A poutine topped with veggies
The Little Pork Shop in Breslau has more than a dozen poutine flavours including The Green Giant, topped with fresh or sauteed veggies. (Jasmine Mangalaseril/CBC)

“We have had customers who said, ‘Can you do half of this, half of that?’ Of course we can do that. If we have it, we’ll make it,” said Judy Ishihara.

Their poutines can be served on fries or fresh-cut wedges and topped with an array of sauces and fresh toppings.

“What makes a great poutine is whatever the customer says makes a great poutine,” said Tyler Ishihara.

Newfie fries

Technically, Newfoundland fries is not a poutine but adding cheese to its fried onions, peas, and dressing turns it into one.

While popular here, it can be a challenge to the uninitiated.

Newfie fries with cheese
Manitou Takeout adds cheese to their Newfie fries (on request) to make it poutine worthy. (Jasmine Mangalaseril/CBC)

“They’ll ask what it is and then when you say peas, you can see that look on their face. My staff just tells them they don’t have to have it with peas,” said Donna Edwards, owner of Kitchener’s Manitou Takeout. “When they try it, they love it.”

Along with scratch-made dressing using Mount Scio’s savory, the chip wagon uses fresh-cut Reba potatoes, grown in New Hamburg.

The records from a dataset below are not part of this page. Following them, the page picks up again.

PR #103, opened 2023-04-17
Resizable window, offscreen framebuffer, and resizable viewport

hysw:
* Enable window resizing, resize/recreate depend on platform
* Enable offscreen framebuffer, and copy resulting image to swapchain
* Enable resize of viewport (the actual resize knob will be in a separate CL)

Note, this is still WIP, I'd like to have a review before I modify all of the samples/benchmark

### DIFF
--- a/include/ppx/application.h
+++ b/include/ppx/application.h
@@ -22,6 +22,7 @@
 #include "ppx/timer.h"
 #include "ppx/xr_component.h"
 #include "ppx/fs.h"
+#include "ppx/render_target.h"
 
 #include <deque>
 #include <filesystem>
@@ -238,6 +239,7 @@ struct ApplicationSettings
     bool        headless              = false;
     bool        enableImGui           = false;
     bool        allowThirdPartyAssets = false;
+    bool        useRenderTarget       = false;
 
     struct
     {
@@ -295,6 +297,16 @@ struct ApplicationSettings
             grfx::Format depthFormat = grfx::FORMAT_UNDEFINED;
             uint32_t     imageCount  = 2;
         } swapchain;
+
+        // Requires useRenderTarget
+        struct
+        {
+            bool         offscreen   = false;
+            grfx::Format colorFormat = grfx::FORMAT_UNDEFINED;
+            grfx::Format depthFormat = grfx::FORMAT_UNDEFINED;
+            uint32_t     width       = 4096;
+            uint32_t     height      = 4096;
+        } framebuffer;
     } grfx;
 };
 
@@ -343,6 +355,8 @@ protected:
     void DrawImGui(grfx::CommandBuffer* pCommandBuffer);
     void DrawDebugInfo(std::function<void(void)> drawAdditionalFn = []() {});
     void DrawProfilerGrfxApiFunctions();
+
+    virtual void DrawDebugUI();
 
 public:
     int  Run(int argc, char** argv);
@@ -394,6 +408,18 @@ public:
         return mSwapchain[index];
     }
 
+    RenderTarget* GetRenderTarget() const
+    {
+        if (mOffscreenRenderTarget) {
+            return mOffscreenRenderTarget.get();
+        }
+        if (mRenderTargetImGuiHook) {
+            return mRenderTargetImGuiHook.get();
+        }
+        return mSwapchainRenderTarget.get();
+    }
+    RenderTarget* GetSwapchainRenderTarget() const { return mSwapchainRenderTarget.get(); }
+
     float    GetElapsedSeconds() const;
     float    GetPrevFrameTime() const { return mPreviousFrameTime; }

“I think a Newfoundland fry is a comfort fry,” said Edwards. “It is warm. That nice dressing gives you that bun feeling. It’s spiced with savory. And then, with the nice rich brown gravy, it definitely hits the right spot.”

Poutine goes global

For some, poutine lets them meld their culinary traditions with Canada’s, creating tasty and creative options. Local examples include:

  • Shawarma Poutine 1001 Nights Shawarma, Kitchener.
  • Jerk Chicken Poutine at Irie Myrie’s, Cambridge.
  • Samosa Poutine at Samosa Bar, Kitchener.
  • Poutine made with plantain fries, at Mama Favourite Kitchen, Guelph.
  • Gyro Poutine at Three Kretans, Kitchener

Other local poutines to try:

  • Blackened Salmon Poutine at Crowsfoot, Conestogo.
  • Burnt Brisket Ends Poutine at Park Eatery, Guelph.
  • The DTK at The Crazy Canuck, Kitchener and Waterloo.
  • Dynasty Duck Poutine at Bao Sandwich Bar, Waterloo.
  • Montreal Smoked Meat Poutine at The Lancaster Smokehouse, Kitchener.
  • Pioneer Park Poutine at The Rabbid Fox, Kitchener.

How sweet it is

Dessert poutines are often made with cake, pretzels, or churros, but potato-based ones fill that salty-sweet niche, like chocolate-dipped potato chips.

Manitou Takeout sometimes serves Granny’s Sweet Fries topped with chocolate sauce, white chocolate chips, and icing sugar.

Dessert poutine
Mike’s Poutine House in Waterloo offers a dessert poutine that hits that salty-sweet spot with dark and white chocolate sauces, chocolate chips, marshmallows and toffee bits. (Jasmine Mangalaseril/CBC)

In Waterloo, Mike’s Poutine House’s chocolate poutine covers fries with dark and milk chocolate sauces, chocolate chips, toffee bits and marshmallows. 

“I always had this weird craving for fries and Nutella,” said creator Priyanshi Patel. “It’s a mix of warm and crispy fries with a sweet topping. It is a sweet and salty take, which makes it special.”

She’s currently working on a new sweet poutine for maple syrup season featuring a maple-caramel sauce.